Jed Hilly is the American Executive Director of the Americana Music Association. Hilly was formerly the vice-president of Digital Asset Management and Marketing Services at Sony Music Entertainment, Inc.

==Career==
===Orbison Records===
Following the 9/11 disaster, Hilly relocated his family to Nashville, Tennessee. There he was hired by Barbara Orbison, widow of singer Roy Orbison as Vice President of Orbison Records, where he steered numerous initiatives that re-monetized the catalog of the artist. He coordinated museum exhibits and helped to produce the American Music Master Series at the Rock & Roll Hall of Fame; oversaw the campaign to encourage the US Postal Service to issue a commemorative stamp to honor Roy Orbison; and initiated numerous other projects and re-releases of the Orbison catalog that resulted in tripling sales over previous years.

===Americana Music Association===
In the spring of 2007, Hilly accepted the position as Executive Director of the Americana Music Association, whose mission is to foster growth of Americana music. During his tenure, expansion has been evident such as the Recording Academy’s decision (2010) to add the Americana Category to its list of Grammy Awards and in 2011, Merriam-Webster to added the word, Americana, as a musical term, to its prestigious Collegiate Dictionary.

Hilly has steered the Association to increased attendance totals at their annual Americana Music Festival and Conference and significantly, raised the profile of the genre with Rolling Stone magazine printing the Americana Music Airplay Chart, the creation of the Americana Landing Page at amazon.com and major feature stories about the genre and the organization in Billboard, the New York Times, LA Times, Wall Street Journal and hundreds of other periodicals worldwide. Hilly is the Executive Producer of the annual Americana Honors & Awards show at the Historic Ryman Auditorium, which is broadcast around the world on PBS and AXS TV along with BBC Radio 2, XM/Sirius Satellite Radio, WSM, Voice of America and NPR.org. In recent years the organization has been bolstered with ever-growing support and attendance of artists like Bonnie Raitt, John Fogerty, Robert Plant and Alison Krauss, Lyle Lovett, Steve Earle and Levon Helm (with whom Hilly produced the GRAMMY and EMMY Award-winning PBS special Levon Helm: Ramble at the Ryman). The recent success and inclusion into the Americana umbrella of new and emerging artists like the Avett Brothers, the Civil Wars, Mumford & Sons, Tift Merritt, the Lumineers and Grace Potter & the Nocturnals has broadened the scope of the Americana audience to the next generation of music loving fans.

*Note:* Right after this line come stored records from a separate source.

Issue #332, opened 2021-12-14
Bug with Google Experience


alexbfree:
Hi, I downloaded my Google data per the standard instructions we are giving to participants (I will attach contents list below)

However the file was not loadable in our Google experience. It caused the browser to hang for a minute or two 

![one](https://user-images.githubusercontent.com/1473244/145997490-42a34c96-b986-4dbe-b0b4-d0922b1b384d.png)

and even when I regained control, no data was displayed 

![two](https://user-images.githubusercontent.com/1473244/145997561-f73a0296-1e8f-4348-b212-015f23cbe125.png)

and eventually the page auto-reloaded, I guess because it couldn't complete rendering)

![three](https://user-images.githubusercontent.com/1473244/145997575-18673038-0d3f-407f-9d0e-5a757518d566.png)

ffsinger:
I think that the problem is not directly related to the Google Experience, but probably more to the fact the zip contains 5534 files and 1.65 GB

alexbfree:
That count is incorrect tho, the file was 175Mb

ffsinger:
There may be some compression going on then. 175MB compressed and 1.65GB when unzipped

alexbfree:
BTW here is an extract from the instructions we are using:

of these don't appear for you, it just means you don't use them so can ignore. You can also omit any that you don't wish to see the data for.
> 
>     Arts & Culture
>     Chrome
>     Crisis User Reports
>     Data Shared for Research
>     Fit
>     Google Account
>     Google Cloud Search
>     Google Help Communities
>     Google Pay
>     Google Play Books (options on this need changing - see step 6 below)
>     Google Play Games Services
>     Google Play Movies & TV (options on this need changing - see step 6 below)
>     Google Play Store
>     Google Shopping
>     Google Store
>     Google Translator Toolkit
>     Google Workplace Marketplace
>     Google Hangouts
>     Home App
>     Keep
>     Location History (options on this need changing - see step 6 below)
>     Maps
>     Maps (Your Places)
>     My Activity (options on this need changing - see step 6 below)
>     My Maps
>     News
>     Pinpoint
>     Profile
>     Purchases & Reservations
>     Question Hub
>     Reminders
>     Saved
>     Search Contributions
>     Tasks
>     YouTube (TWO options on this need changing - see step 6 & 7 below)
> 
> 5. You can add others that may appear for you that are not listed here if they are of interest, but take > care NOT to select (as they may be large or cause delays):
[...]

PR #337, opened 2021-12-14
fix: crash when unzipping on chrome

ffsinger:
Replaced unzipit with JSZip

https://github.com/hestiaAI/hestialabs-experiences/issues/332


ffsinger:
Ah the difference is that now we don't have the zip shown in the file explorer, it shows directly the folders that are inside.

It creates a small UI bug where the scrollbar is visible until we click on the sidebar for the first time:
Screenshot_20211214_180337

fquellec (approved):
No UI bugs for me, works well !

PR #339, opened 2021-12-15
refactor: change custom pipeline arguments

ffsinger:
Custom pipelines need various arguments, but most of the time not all of them. This PR allows a custom pipeline function to get the parameters it needs without caring about the order. It should be a bit less error-prone, especially if we add/remove some arguments in the future


streitlua (approved):
Code looks good and tested changes on FB, TC, Twitter, Uber and generic pipelines (not netflix)

PR #559, opened 2019-08-29
only use the internalIP to speak to kubelets

deads2k:
This allows the NO_PROXY setting to only list internal node CIDRs which reduces churn as nodes are added and removed.

I'm not completely sure of all the downstream impacts from this choice.


sjenning:
i don't see a complication as long as the kubelet serving cert is valid for that IP (e2e would have failed if it was not)

danehans:
@mfojtik @sttts PTAL when you have a moment. This PR can greatly simplify how we manage no_proxy across the the supported install types.

PR #564, opened 2019-09-12
Bug 1751841: null externalip policy should be default-deny

squeed:
Previously, a null externalip policy would allow all external IPs. We shouldn't actually do this. Null policy should mean blocked by default.


squeed:
hey @danwinship could you take a look?

sttts:
/hold

for @danwinship

danwinship:
lgtm
/hold cancel

PR #565, opened 2019-09-12
Adding UnsupportedOverrides test for BZ 1748501

bradmwilliams:


deads2k:
> As much as I like more test coverage, the contents of `unsupportedOverrides` is called unsupported for a reason: it can change, break, go away any time.

I agree with sentiment.  In this particular case, it's more about knowing that we broke it and informed @bradmwilliams, not about him getting to pin the behavior.  I've already indicated that pieces of this config may simply disappear, but we'll know that we're doing it to him.

sttts:
> In this particular case, it's more about knowing that we broke it and informed @bradmwilliams, not about him getting to pin the behavior.

Ok, if the expectation is clear, I am fine with this. Maybe add a bold comment on-top of the test that is to notice breakage. In general dedicated will have to watch the internal config API type changes of releases and prepare early for incompatibilities.

bradmwilliams:
I have added the following comment to the top of the test:
```java
/*
                                BREAKAGE NOTIFICATION TEST
  The purpose of this test is provde a general notification if and when UnsupportedConfigOverrides
  either become broken and/or are removed all together.  The OpenShift Starter environments utilize
  these configurations and we'd like to be notified when this tests fails.  The following email
  address can be used to alert us of any issues if and when they arrive:
                        openshift-cr@redhat.com

  THIS TEST CAN SAFELY BE SKIPPED ONCE A NOTIFICATION HAS BEEN SENT!
*/
```

test/e2e/unsupported_overrides_test.go
```diff
@@ -0,0 +1,120 @@
+/*
+				BREAKAGE NOTIFICATION TEST
+  The purpose of this test is provde a general notification if and when UnsupportedConfigOverrides
+  either become broken and/or are removed all together.  The OpenShift Starter environments utilize
+  these configurations and we'd like to be notified when this tests fails.  The following email
+  address can be used to alert us of any issues if and when they arrive:
+			openshift-cr@redhat.com
+
+  THIS TEST CAN SAFELY BE SKIPPED ONCE A NOTIFICATION HAS BEEN SENT!
+*/
```
sttts: would rather move that above the test. Here at the top of the file everybody misses it.

bradmwilliams: Done!

PR #571, opened 2019-09-23
Add a controller to check pod creation errors

stlaz:
This controller is supposed to help us easily track errors that
appear during kube-apiserver pods' bootstrapping simply by
looking at the operator's status.

cc @mfojtik @sttts @deads2k


stlaz:
superseeded by https://github.com/openshift/library-go/pull/550

PR #572, opened 2019-09-23
DO NOT MERGE - Test with new feature gates on by default

smarterclayton:
These three gates remove the linkage between node-role master and
cluster behavior and allow us to run 3 node clusters on cloud providers
out of the box.

Testing here before opening openshift/api PR


smarterclayton:
The impact of these is minimal for our configurations and we plan to enable in 1.17 upstream by default.  However, in terms of our ability to test metal and edge workloads on cloud (colocated) this is pretty important).

PR #580, opened 2019-10-01
encryption: split shared code

sttts:
Pure file split, no functional or symbol changes.

Follow-up will be to move all of these in packages. But we wait for the controllers to merge to avoid package move pain.


pkg/operator/encryption/controllers.go
```diff
@@ -0,0 +1,71 @@
+package encryption
+
+import (
+	"k8s.io/client-go/tools/cache"
+
+	"github.com/openshift/library-go/pkg/operator/management"
+	operatorv1helpers "github.com/openshift/library-go/pkg/operator/v1helpers"
```
mfojtik: nit: move these two down

pkg/operator/encryption/crypt.go
```diff
@@ -0,0 +1,26 @@
...
+		panic(err) // rand should never fail
+	}
+	return b
+}
+
+func newIdentityKey() []byte {
+	return make([]byte, 16) // the key is not used to perform encryption but must be a valid AES key
+}
+
+var emptyStaticIdentityKey = base64.StdEncoding.EncodeToString(newIdentityKey())
```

Hilly has served on the National Association of Recording Merchandisers (NARM) and Recording Industry Association of America (RIAA) merchandising committees; the Rock & Roll Hall of Fame American Music Masters Advisory board, the Nashville Mayors Music Council and is an active member of NARM, the Recording Academy (NARAS) and the Country Music Hall of Fame.

==Personal life==
Hilly grew up outside of New York City and on his family’s farm in Vermont. Hilly has three children and plays the bass guitar.